PR #7235, opened 2022-05-03
releng - cask dep security updates

ajkerrigan:
Looks like Dependabot has been trying but failing to update `opencontainers/runc` and `containerd/containerd`. We did update containerd a while back, but there's been another patch since then. This brings us to the latest patch releases for both modules.

We could probably stand to do a larger update, but I wanted to keep this one focused on updates related to security advisories.


thisisshi (approved):

kapilt (approved):
lgtm, thanks

Issue #6034, opened 2020-08-12
AWS - Lambda Edge Filter


Lucas-Irvine:
Creating this issue for more visibility/discussion on this PR as suggested: https://github.com/cloud-custodian/cloud-custodian/pull/5999. I'm not sure which approach is the better one.

**Is your feature request related to a problem? Please describe.**
The use case is to enforce specific rules on lambda@edge functions, such as limiting their access to other AWS resources.

**Describe the solution you'd like**
Create a lambda@edge filter, perhaps also creating a new resource type for lambda versions. This is because lambda triggers are unique for each published function version (https://docs.aws.amazon.com/AmazonCloudFront/latest/DeveloperGuide/lambda-edge-edit-function.html), and so we would like to be able to filter for the lambda function versions that have cloudfront event triggers.

**Describe alternatives you've considered**
The main alternative would be to consider a lambda function a lambda@edge function if it has at least one version that is lambda@edge. This sacrifices some precision of controls in return for not having to make a new lambda version resource.

kapilt:
what do you mean by limiting access to other resources? do you have an example policy (filters, actions)? do you mean the iam role in use for the function? the iam access policy for the function spans versions.

Lucas-Irvine:
Ah, ok I hadn't realized that. Yes, one use case would be enforcing rules on the iam access policy. The other main use case is we would like to make sure that all lambda functions are run within a VPC (ie their Configuration.VpcConifg is not null). However, lambda@edge functions cannot be placed within a VPC, so they would be exempt from this requirement.

kapilt:
but thats re use of lambda edge not an argument for versions, thats an argument for a source filter on lambda. exposing versions multiplies needlessly a lot under management. even in the gc versions work which does need to process versions, the goal is to simplify management and expression of that by exposing it on a function.

Lucas-Irvine:
ok sounds good I'll implement it without exposing version then

soncaocc:
I support the enhancement for adding recognition of lambda versions/aliases to ```resource: lambda```. Looking through @Lucas-Irvine 's commits, he had this written but then backed out. 

The use case I encounter can be read in more detail in this issue: https://github.com/cloud-custodian/cloud-custodian/issues/6058

Thanks!

PR #7236, opened 2022-05-03
AWS - Lambda - Add Lambda@Edge filter

peterheo:
This PR is to address #6034 and an extension of #5999 which was an old PR that was never completed. 
I've attempted to address all the comments in #5999 in the implementation. 

When filtering with lambda-edge set to true, the filter will compare the versioned ARN of Lambda functions associated with Cloudfront distributions with every version of the particular Lambda function. If a match is found, filter will return the resource along with the versioned ARN and the DistributionID of the associated distribution. 

When filtering with lambda-edge set to false, the filter will return any resource that is not associated with a Cloudfront distribution found by Cloud Custodian as-is without any additional fields for versioned ARN or DistributionID.

@PratMis @kapilt let me know your thoughts, thanks!

### DIFF
--- a/c7n/resources/awslambda.py
+++ b/c7n/resources/awslambda.py
@@ -10,7 +10,7 @@ from concurrent.futures import as_completed
 from datetime import timedelta, datetime
 
 from c7n.actions import Action, RemovePolicyBase, ModifyVpcSecurityGroupsAction
-from c7n.filters import CrossAccountAccessFilter, ValueFilter
+from c7n.filters import CrossAccountAccessFilter, ValueFilter, Filter
 from c7n.filters.kms import KmsRelatedFilter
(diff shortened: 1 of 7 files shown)


PratMis:
Afaics, for a function to become lambda@edge, it would have to be non $Latest version of the function. Custodian, atm only looks at the $Latest version. I'm not sure about your thought process, but to me, returning a numbered version of the function on `state: True` and latest version of the function on `state: false` seems non ideal. Also, all the actions re: lambda requires `FunctionName` as an input to the api and hence the action would be taken an the $Latest version tied to the function instead of this specific version.

peterheo:
Closing this PR as it seems like this isn't something feasible for Custodian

· · · ·

Copy all lines of the records that have the string "address" in them.

This PR is to address #6034 and an extension of #5999 which was an old PR that was never completed. 
I've attempted to address all the comments in #5999 in the implementation. 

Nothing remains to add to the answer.